PR #715, opened 2026-08-06
feat(itun): a mech's drones are granted, live, and tied to their chassis

alxjrvs:
## What

A chassis pattern's drone had nowhere to live on the mech sheet. The controller ability rendered in the identity band carrying its stat block **as free text** — Big Brother's prose literally reads `"3 SP, 4 EP, 4 Heat Cap…"` beside the mech's own lozenges — while the drone itself was never instantiated at all.

That second half was the real gap: **nothing in the app ever created a `PartnerInstance`.** The only writers were `removePartner` and the v11/v12 migrations, so every partner in existence was a converted legacy record. Building a Little Sestra dropped its Sestra Drone and a Big Brother on DronTek dropped all four, which made `MechSheet`'s Partners region live code that could never render. Equipping a pilot's Survey Drone produced an inert equipment card with no structure, energy or loadout.

## How

`apps/itun/src/lib/rules/partnerGrants.ts` answers "what does this host's configuration grant?" as a list of seeds, and reconciles that list against the instances the host already carries. It settles the lifecycle question ADR-027/028 left open.

**The grant is the lifecycle.** A partner is created when its grant appears and destroyed when it goes — unequip the Survey Drone equipment and the drone goes with it; change a mech's chassis and its drones change with it. There is therefore **no standalone remove control**: one would be unrecoverable, since nothing would ever grant it back. `removePartner` is gone from both sheet action sets.

**The two hosts reconcile differently, and the asymmetry is the rules.**

| | roster | on reconcile |
|---|---|---|
| **Mech** | exact — the pattern says how many and what each carries | re-cuts the roster and each drone's loadout, as the wizard already re-cuts the mech's own |
| **Pilot** | additive — `equipment` says *which* stat blocks, never *how many* (Mecha Packmaster) | a surplus instance is left alone rather than reaped |

Reconciliation never costs live state: a surviving drone keeps its id, structure, energy, heat, conditions, name and cargo.

## Also

- **A drone's systems are the union of two sources** — integrated hardware on the `drones` record (both player drones carry a Hover Locomotion System) plus the pattern's fitted picks. A deliberate divergence from the SRD pattern card, which describes a pattern rather than accounting for slots in play.
- **`partnerCap` gained a second raiser.** It knew Mecha Packmaster but assumed every stat block capped at one, so Big Brother's four would each have read "4 of 1" the moment seeding worked. The Big Brother controls four (False Flag p. 62).
- **Stripped the duplicated stat sentence** from the Big Brother controller's prose in `actions.json`. Every number in it is already structured on the drone record, including the integrated system — it was the same block twice, once as data and once as text in the mech's identity band.
- **ADR-028 gains an amendment** recording the lifecycle rule, and loses its now-false claim that `controls` carries removal.

## Not fixed, and it was not fixed before either

Mecha Packmaster's second Mecha Companion still has no creation path, because a pilot's equipment list is a set and the cap lives on an ability. The additive rule exists so reconciliation cannot destroy one if it ever gains one.

## Verification

`bun run check:all` green — 14/14 steps: lint, format, typecheck ×6, test, validate:all, knip, audit, tokens, styling, schemas.

New coverage (28 tests): `partnerGrants.test.ts` (seeds + reconciliation), `MechSheet-partners.test.tsx` (the region renders a live drone with its own stats and loadout, four named drones at "4 of 4", no remove control), `pilotSheetActions-partnerGrants.test.tsx` (equip/unequip grants and revokes in one write), plus create-payload cases on both wizard form-state suites.

Note: `apps/srd/ssg/parity.ts` will report a diff on the Big Brother action text. That is the intended data change, and parity runs against an archived Astro baseline — it is not wired into CI.

https://claude.ai/code/session_01JZ5hMJuWv9acvpkJebhZKg

---

# Follow-up in this PR: Mecha Packmaster's second companion

The original version of this PR left one gap open, and it turned out the fix was
already sitting in the data.

**`Mecha Packmaster.grants` lists `Mecha Companion` twice** — and it is the only
ability in the whole dataset that grants the same thing more than once. Nothing
read it: `grants` fed the SRD display layer and nothing else. So the second
companion had no way to exist, and `partnerCap` restated the same fact by
string-matching `'mecha-packmaster'`, letting the cap and the number actually
fielded drift apart.

**Equipment gates, abilities count.** `pilot.equipment` is a set, so it could
never express "two Mecha Companions" — but it still decides whether the companion
exists at all. `partnerGrantCount` reads the grants, `pilotPartnerSeeds` emits
that many, and `partnerCap` derives from the same call, so a future ability that
grants two needs no code change.

**MAX, not sum.** The Ranger tree's L1 ability is `Mecha Companion` (one grant)
and Packmaster is Legendary Ranger, so a pilot holding Packmaster normally holds
both. Summing fields three, which Packmaster's own text denies — *"Gain a second
Mecha Companion in addition to your first."* The two entries encode the **total**.

Abilities become a second lifecycle edge: `toggleAbility` reconciles alongside
`toggleEquipment`, so taking Packmaster fields a companion and dropping it
retires one (the newest — reaping takes from the tail).

## The data-loss bug this had to fix first

Making the pilot roster exact means a partner with no seed is reaped — which
turned an unnoticed invariant breach into real data loss. A pilot partner's
`hostRef` must appear in `pilot.equipment`. **v11 was careful about this** and
says so in its own header; **v12 was not** — it converted companion-mech rows
without ever adding the granting slug, which is precisely the case where the
player had *not* equipped the item. Left alone, Eldridge Coast's Custos,
Incitatus, PR-1 and Rek Jet would have disappeared on their pilot's next edit.

**Migration v15** backfills the missing slug rather than deleting the partner:
the partner is the evidence that something once granted it, so the honest repair
is to restore the grant. Append-only, so it is a no-op on a consistent database,
and it never touches mech-hosted partners or invents a partner. One real cost —
granting equipment occupies an inventory slot, so a healed pilot's usage rises by
one and may read as over capacity. Advisory only (ADR-007/021), and it is the
true reading: under-reporting it was the bug.

## Also in the follow-up

- **`syncPartners`'s `exact` flag split in two.** It conflated "the seeds are the
  whole roster" with "re-cut the loadout". Pilots need the first and must *not*
  have the second, since a pilot's partner is kitted out in play and its seed is
  bare. Only `reseedLoadout` survives as an option.
- **Seed claiming is now two passes.** A single pass let an unnamed seed claim the
  instance a named seed needed, renaming a drone the player had customised.
- **Indexed lookups.** `partnerCap` runs per card per render and was reaching the
  ORM via `Model.find((e) => matchesRef(e, ref))` — the shape the package's
  CLAUDE.md calls "a SEARCH wearing a predicate's clothes". Now `resolveRef`.

## Why this is not a stacked PR

I said I'd stack this. I can't: `ci.yml` fires `pull_request` only on
`branches: ['main']`, so a PR based on this branch runs **no CI** and could never
satisfy the required `quality-checks` gate.

Verification: `bun run check:all` green. Partner coverage is now 45 tests across
four files, including the max-vs-sum rule and the v15 backfill classifier.

### DIFF
--- a/apps/itun/src/components/mech/MechWizard.tsx
+++ b/apps/itun/src/components/mech/MechWizard.tsx
@@ -34,6 +34,7 @@ import type { MechWizardFormState } from '../../lib/wizard/mechFormState'
 import {
   EMPTY_MECH_FORM_STATE,
   mechFormToCreateInput,
+  mechFormToPartners,
   mechFormToUpdatePatch,
 } from '../../lib/wizard/mechFormState'
 import {
@@ -42,6 +43,7 @@ import {
   useWizardDraftSync,
   wizardDraftKey,
 } from '../../lib/wizard/wizardDraft'
+import { WIZARD_TXN } from '../../stores/surfaceProvenance'
 import { useWizardFlow } from '../wizard/useWizardFlow'
 import { CraftItemsStep } from './CraftItemsStep'
 import { InstallStep } from './InstallStep'
@@ -218,6 +220,17 @@ export function MechWizard({
     schema: MechSchema,
     toCreateInput: mechFormToCreateInput,
     toUpdatePatch: mechFormToUpdatePatch,
+    // Drones follow the chassis that grants them: change the chassis or the
+    // pattern and the roster changes with it — a drone the new chassis does not
+    // grant is dropped, one it does is added, and a drone that survives keeps
+    // its structure, energy, heat, name and cargo while its loadout is re-cut
+    // from the new pattern (exactly as the mech's own loadout already is).
+    // Runs here rather than in the patch because that live state has to be read
+    // before it can be preserved, and `before` is where it lives.
+    afterUpdate: async (store, id, before) => {
+      const partners = mechFormToPartners(form, before?.partners)
+      await store.update('mech', id, { partners }, WIZARD_TXN)
+    },
     failureMessage: 'Failed to save mech. Please retry.',
     onComplete,
   })
--- a/apps/itun/src/components/pilot/PilotWizard.tsx
+++ b/apps/itun/src/components/pilot/PilotWizard.tsx
@@ -34,6 +34,7 @@ import type { PilotWizardFormState } from '../../lib/wizard/pilotFormState'
 import {
   EMPTY_PILOT_FORM_STATE,
   pilotFormToCreateInput,
+  pilotFormToPartners,
   pilotFormToUpdatePatch,
 } from '../../lib/wizard/pilotFormState'
 import {
@@ -42,6 +43,7 @@ import {
   useWizardDraftSync,
   wizardDraftKey,
 } from '../../lib/wizard/wizardDraft'
+import { WIZARD_TXN } from '../../stores/surfaceProvenance'
 import { pilotInventoryCapacity, pilotInventoryUsed } from '../sheet/pilotInventory'
 import { useWizardFlow } from '../wizard/useWizardFlow'
 import { ReviewStep } from './ReviewStep'
@@ -231,6 +233,15 @@ export function PilotWizard({
     schema: PilotSchema,
     toCreateInput: pilotFormToCreateInput,
     toUpdatePatch: pilotFormToUpdatePatch,
+    // A partner cannot outlive its grant: dropping the Survey Drone equipment
+    // drops the drone, and adding it back grants a fresh one. Runs here rather
+    // than in the patch because a partner holds live-play state (structure,
+    // energy, heat, cargo) that reconciliation has to preserve, and that means
+    // reading the stored partners — which `before` carries.
+    afterUpdate: async (store, id, before) => {
+      const partners = pilotFormToPartners(form, before?.partners)
+      await store.update('pilot', id, { partners }, WIZARD_TXN)
+    },
     failureMessage: 'Failed to save pilot. Please retry.',
     onComplete,
   })
--- a/apps/itun/src/components/sheet/MechSheet.tsx
+++ b/apps/itun/src/components/sheet/MechSheet.tsx
@@ -456,13 +456,6 @@ export function MechSheet({
                 fielded={(mech.partners ?? []).filter((p) => p.hostRef === partner.hostRef).length}
                 readOnly={readOnly}
                 store={store}
-                onRemove={
-                  readOnly
-                    ? undefined
-                    : () => {
-                        actions.removePartner(partner.id)
-                      }
-                }
               />
             ))}
           </div>
--- a/apps/itun/src/components/sheet/PartnerCard.tsx
+++ b/apps/itun/src/components/sheet/PartnerCard.tsx
@@ -76,7 +76,6 @@ type PartnerCardProps = {
   /** How many of this same stat block the host fields, for the "2 of 2" note. */
   fielded?: number
   readOnly?: boolean
-  onRemove?: () => void
   store?: typeof useEntityStore
 }
 
@@ -87,7 +86,6 @@ export function PartnerCard({
   hostAbilityRefs = [],
   fielded = 1,
   readOnly = false,
-  onRemove,
   store = useEntityStore,
 }: PartnerCardProps) {
   const { partner, hostKind, host } = found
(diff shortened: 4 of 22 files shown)


alxjrvs (commented):
Reviewed the `mech-drones-partners` branch (18 files: the new `partnerGrants.ts` reconciler, wizard/sheet wiring, the removal of the standalone partner-remove control, the `partnerCap` extension, and an `actions.json` text trim). Ran the new tests (70 pass) and itun typecheck (clean), and verified two of the three findings with throwaway probes.

Findings:

- **apps/itun/src/lib/rules/partnerGrants.ts:182** — `pilotPartnerSeeds` sets `hostRef` from `pilot.equipment`, which stores reference-record **UUIDs** (`idOf={(item) => item.id}`), not slugs. `partnerCap`'s slug comparisons (`hostRef === 'mecha-companion'`, `a === 'mecha-packmaster'`) therefore never match, so the Mecha Packmaster cap-of-2 is dead and two Mecha Companions render as over-cap "2 of 1". Verified by probe. The mech side escapes this only because `seedFromDrone` uses `nameToSlug`, which is also why the new `BIG_BROTHER_DRONE_REF` check works. Also violates the schema's own "Slug of the … record" doc and the repo's slugs-never-UUIDs rule.
- **apps/itun/src/lib/rules/partnerGrants.ts:149** — clearing a mech's pattern ("Custom build", reachable in EDIT mode) falls back to one bare seed, and `exact` mode then drops the surplus. A Big Brother/DronTek with 4 kitted, damaged drones collapses to 1 on save — verified by probe — irrecoverably, since there is no add-partner control and `partnerCap` itself says the chassis fields 4. The survivor also keeps the stale name "Shield Drone".
- **apps/itun/src/components/mech/Pattern/InstantiateFromPattern.tsx:42** (and `dashboard/dashboardLaunch.ts:58`) — both saved-pattern instantiation paths hand-build the create input and skip partner seeding, so a mech made from a saved Little Sestra/Big Brother pattern has no drones. `createBlank('mech')` on the same chassis does seed one, so the shortcut paths now disagree.

Things I checked and cleared: `syncPartners` additive/exact claim logic (order, surplus retention, `[]` vs `undefined`), the integrated-vs-fitted system dedupe (including DronTek's doubled Chaff Launcher), `store.update` merge semantics with `partners: undefined` (no spurious change-log entries — `jsonEqual` guards it), the removed `removePartner` (no dangling references), and the `actions.json` trim (the removed stat line is redundant — `ChassisAbilitiesContent` renders the linked `drones` record from `ability.drone`). Note the data edit will register as a diff in `apps/srd`'s `ssg/parity.ts`, which is not wired into CI.

alxjrvs (commented):
Reviewed the full `main...HEAD` diff (36 files: the new `partnerGrants` reconciliation module, DB migration v15, wizard/live-sheet wiring, and the `EntitySearcher` single-select picker migration). Typecheck, lint, knip and the whole test suite (4952 tests) are green, so everything below is behavioural, found by reading.

**Findings (4)**

- `apps/itun/src/lib/rules/partnerGrants.ts:265` — Renaming a named mech drone destroys it on the next mech-wizard save. `matchesSeed` demands exact `name` equality for named seeds, yet `PartnerCard` ships an editable Name field; rename one of Big Brother/DronTek's four drones and the next save drops it (id, SP/EP/heat, conditions, cargo, A.I. personality) and mints an empty replacement. This PR also removed the only manual partner control, so there is no recovery.
- `apps/itun/src/lib/wizard/mechFormState.ts:119` — `reseedLoadout: true` is unconditional and `MechWizard.afterUpdate` runs on *every* update, so editing a mech's name or appearance re-cuts its drones' systems/modules from the pattern. A system the player removed on the live sheet comes back — and, since `systemConditions` is keyed by slug and not reset, comes back still flagged `destroyed`. The mech's own loadout survives such an edit (it round-trips through the form state); only its drones' does not.
- `apps/itun/src/lib/rules/partnerGrants.ts:236` — `pilotPartnerSeeds` emits `partnerGrantCount` seeds *per equipment entry*, but `pilot.equipment` is not a set: the create-mode count stepper pushes duplicates. Two Mecha Companion entries plus Mecha Packmaster yields four companions against a cap of two ("4 of 2"). The module header's stated premise that equipment is a set is what the code relies on, and it's false.
- `apps/itun/src/lib/db/migrations/15-partner-equipment-backfill.ts:80` (plausible) — the backfill's membership test is exact-string against a hardcoded slug, while every picker writes reference-entity UUIDs into `pilot.equipment` (`idOf={(item) => item.id}`). A pilot holding Mecha Companion under its UUID plus a v12 partner with slug `hostRef` gets the slug appended anyway: two inventory slots for one item, and a second empty companion minted on the next toggle. Everywhere else refs are compared with `matchesRef`.

Nothing wrong found in the `EntitySearcher` `single` mode work, the `SheetPickerModal` `footer` removal (no callers remain), the deleted master/detail step components (no dangling imports), or the `actions.json` prose trim (the removed Big Brother Drone stat line is fully present in `drones.json`).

Your instructions = Within the records, on how many lines does the word "Verification" appear? Provide the number alone.

Response below = 2